Re: RM formalism supporting partial information

From: Marshall <marshall.spight_at_gmail.com>
Date: Thu, 15 Nov 2007 08:46:10 -0800 (PST)

On Nov 14, 9:12 pm, David BL <davi..._at_iinet.net.au> wrote:
> On Nov 15, 10:01 am, Marshall <marshall.spi..._at_gmail.com> wrote:
>
>
>
> > On Nov 14, 2:21 pm, David BL <davi..._at_iinet.net.au> wrote:
>
> > > On Nov 15, 1:20 am, Bob Badour <bbad..._at_pei.sympatico.ca> wrote:
>
> > > > paul c wrote:
> > > > > David BL wrote:
> > > > > ...
>
> > > > >>http://www.members.iinet.net.au/~davidbl/MVattributes.doc
>
> > > > >> This is still a work in progress.
>
> > > > >> I welcome any comments.
>
> > > > By the second paragraph, the document entered into the realm of
> > > > nonsense, and I stopped reading.
>
> > > An attribute has a name and a domain.

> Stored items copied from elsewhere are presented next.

PR #155, opened 2024-01-06
Another try to fix duplicate ticket reports on Discord

MahdiBM:

### DIFF
--- a/Lambdas/GHHooks/EventHandler/Handlers/IssueHandler.swift
+++ b/Lambdas/GHHooks/EventHandler/Handlers/IssueHandler.swift
@@ -55,7 +55,9 @@ struct IssueHandler: Sendable {
     }
 
     func onEdited() async throws {
-        try await self.makeReporter().reportEdition()
+        try await self.makeReporter().reportEdition(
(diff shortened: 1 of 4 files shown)


Lambdas/GHHooks/EventHandler/Handlers/IssueHandler.swift
```diff
@@ -55,7 +55,9 @@ struct IssueHandler: Sendable {
     }
 
     func onEdited() async throws {
-        try await self.makeReporter().reportEdition()
+        try await self.makeReporter().reportEdition(
+            requiresPreexistingReport: self.action == .labeled
```
MahdiBM, line 59: Require a pre-existing-report for `labeled` events because otherwise they can cause a duplicate-discord-message problem because GitHub sends the `created` and `labeled` events too close to each other.

Technically all events other than `created` should require a preexisting message, but we don't require that because there are some tickets that were created before addition of this feature to Penny, so Penny never had the chance to create a Discord message for them when the ticket was `created`.

0xTim (approved):

Issue #100, opened 2023-08-18
Even better markdown handling


MahdiBM:
Penny makes a lot of effort to show GitHub markdown strings in Discord, in a form that is nicer to see in Discord.
But i still want to make it even better:

- [ ] Penny should convert strings like `#55` to #55 which is also a link, when sending to Discord.
- [ ] Also should count the actual string value of only `Text` elements when doing `String.unicodesPrefix()` for markdown documents.
  - [ ] This might need some PRs in `swift-markdown` to make it more flexible and nicer to use in Penny.

gwynne:
You're just lucky SwiftMarkdown is built directly atop cmark-gfm (which is literally GitHub's Markdown flavor). That being said, I don't think the automagic conversion of issue/PR numbers to links etc. thing is all that important; they're very context-dependent and don't always work even on GitHub in places you might think they should. Also no one on Discord generally cares.

MahdiBM:
I care though 🫣

I know not many people care, but if I were to work on penny with that assumption, I should've stopped a long time ago 😅

PR #165, opened 2024-01-27
Interpret issue/pr links like GitHub does in markdown

MahdiBM:
Partially resolves the first item of this issue: https://github.com/vapor/penny-bot/issues/100


Lambdas/GHHooks/Extensions/String+Document.swift
```diff
@@ -15,8 +15,17 @@ extension String {
         assert(hardLimit > 0, "Hard length limit must be greater than zero (got \(hardLimit)).")
         assert(hardLimit >= maxVisualLength, "maxVisualLength '\(maxVisualLength)' can't be more than hardLimit '\(hardLimit)'.")
 
+        /// Interpret urls like GitHub does.
+        /// For example GitHub changes `https://github.com/vapor/penny-bot/issues/99` to
+        /// `[vapor/penny-bot#99](https://github.com/vapor/penny-bot/issues/99)` which
+        /// ends up looking like a blue `vapor/penny-bot#99` text linked to the url.
+        let regex = #/https://github\.com/(?<org>[^/<>#%"{}|^\[\]\s]+)/(?<repo>[^/<>#%"{}|^\[\]\s]+)/(pull|issues)/(?<number>\d+)/#
```
gwynne, line 22: If you're gonna use the `#/ /#` "automatic extended syntax" syntax (no, that's not ungrammatical), at least take advantage of it to make your regex remotely readable. Also your two path components are too permissive; per GitHub's UI,

> The [organization] name may only contain alphanumeric characters or single hyphens, and cannot begin or end with a hyphen.

> The repository name can only contain ASCII letters, digits, and the characters ., -, and _.

Among other things. Basically, see below:

```suggestion
        let regex = #/
            https://(?:www\.)?github\.com
            /(?<org>[A-Za-z0-9](?:[A-Za-z0-9\-]*[A-Za-z0-9])?)
            /(?<repo>[A-Za-z0-9.\-_]+)
            /(?:pull|issues)
            /(?<number>\d+)
        /#
```

gwynne (changes requested):
You didn't really think I'd let you get away with it that easily, did you?

gwynne (approved):

PR #176, opened 2024-03-10
Use NIO singletons

MahdiBM:

### DIFF
--- a/Sources/Penny/Penny.swift
+++ b/Sources/Penny/Penny.swift
@@ -11,10 +11,13 @@ struct Penny {
     static func start(mainService: any MainService) async throws {
         /// Use `1` instead of `System.coreCount`.
         /// This is preferred for apps that primarily use structured concurrency.
-        let eventLoopGroup = MultiThreadedEventLoopGroup(numberOfThreads: 1)
         let httpClient = HTTPClient(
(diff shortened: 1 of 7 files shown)


gwynne (approved):

Sources/Penny/Penny.swift
```diff
@@ -11,10 +11,13 @@ struct Penny {
     static func start(mainService: any MainService) async throws {
         /// Use `1` instead of `System.coreCount`.
         /// This is preferred for apps that primarily use structured concurrency.
-        let eventLoopGroup = MultiThreadedEventLoopGroup(numberOfThreads: 1)
         let httpClient = HTTPClient(
-            eventLoopGroupProvider: .shared(eventLoopGroup),
-            configuration: .init(decompression: .enabled(limit: .size(1 << 32)))
+            eventLoopGroup: MultiThreadedEventLoopGroup.singleton,
```
MahdiBM, line 15: `HTTPClient`'s `.init()` does automatically use a singleton but it's definition is different from the ones used in NIO and sometimes choses to use the NIOTS ELG. That's why i've preferred to explicitly declare the ELG used by the `HTTPClient`.

MahdiBM: @gwynne FYI

PR #183, opened 2024-04-06
Minor message refinements

MahdiBM:

### DIFF
--- a/Sources/Penny/Handlers/MessageDeleteHandler.swift
+++ b/Sources/Penny/Handlers/MessageDeleteHandler.swift
@@ -69,7 +69,7 @@ private extension Payloads.CreateMessage {
                 timestamp: messageCreate.timestamp.date,
                 color: .red,
                 footer: .init(
-                    text: "From @\(member?.uiName ?? author.uiName)",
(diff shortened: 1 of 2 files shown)


Sources/Penny/Handlers/MessageDeleteHandler.swift
```diff
@@ -70,7 +69,7 @@ private extension Payloads.CreateMessage {
                 timestamp: messageCreate.timestamp.date,
                 color: .red,
                 footer: .init(
-                    text: "From @\(username)",
+                    text: "From @\(member?.uiName ?? author.uiName)",
```
MahdiBM, line 72: Mentions the nickname which can be the same as the username, but not always.

Sources/Penny/Handlers/MessageDeleteHandler.swift
```diff
@@ -80,8 +79,8 @@ private extension Payloads.CreateMessage {
                         inline: true
                     ),
                     .init(
-                        name: "Author ID",
-                        value: author.id.rawValue,
+                        name: "Author Username",
+                        value: author.username,
```
MahdiBM, line 83: Mentions the username

PR #186, opened 2024-04-12
Use `HTTPClient.shared` more

MahdiBM:

### DIFF
--- a/Lambdas/GHOAuth/OAuthLambda.swift
+++ b/Lambdas/GHOAuth/OAuthLambda.swift
@@ -19,7 +19,7 @@ struct GHOAuthHandler: LambdaHandler {
     typealias Event = APIGatewayV2Request
     typealias Output = APIGatewayV2Response
 
-    let client: HTTPClient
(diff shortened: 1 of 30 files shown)


Lambdas/GHOAuth/OAuthLambda.swift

How is that nonsense?
>
> > You didn't say an attribute *has* a name and a domain. You said
> > an attribute *is* a name and a domain. So you can have two
> > different attributes with the same name.
>
> I said an attribute *consists* of a name and a domain. That is
> compatible with saying an attribute has (and only has) a name and a
> domain. I assume you're not making some philosophical point about
> the sum being greater than the parts; IMO distinguishing between
> "has" and "is" is splitting hairs. In natural language at that!
>
> Seeing as you're likely to try to interpret mathematical structures in
> terms of words like "has" and "is", I must point out that
> mathematical structures do not exclusively own their "parts". For
> example the point (10,15) in R^2 doesn't exclusively own the integers
> 10,15 (ie they can be used for other things!). Similarly an attribute
> doesn't exclusively own it name or its domain. In keeping with the
> spirit of mathematical formalism I didn't say that an attribute has a
> domain-name - instead it has a domain. Formally that only means
> there exists a mapping D from attribute x to domain D(x).
>
> You cannot state that all attributes have different names. That would
> be nonsensical because universal quantification is only meaningful
> with respect to some defined set over which it quantifies. At the
> point of definition of "attribute" there is no such set to quantify
> over. I find it curious that you appear to allow a mathematical
> realism philosophy to invade mathematical definitions.
>
> In the document I (correctly) said nothing about unique names until
> defining a relation.

You attribute a bunch of positions here to me, but none of them are things that I actually think or things that I actually said.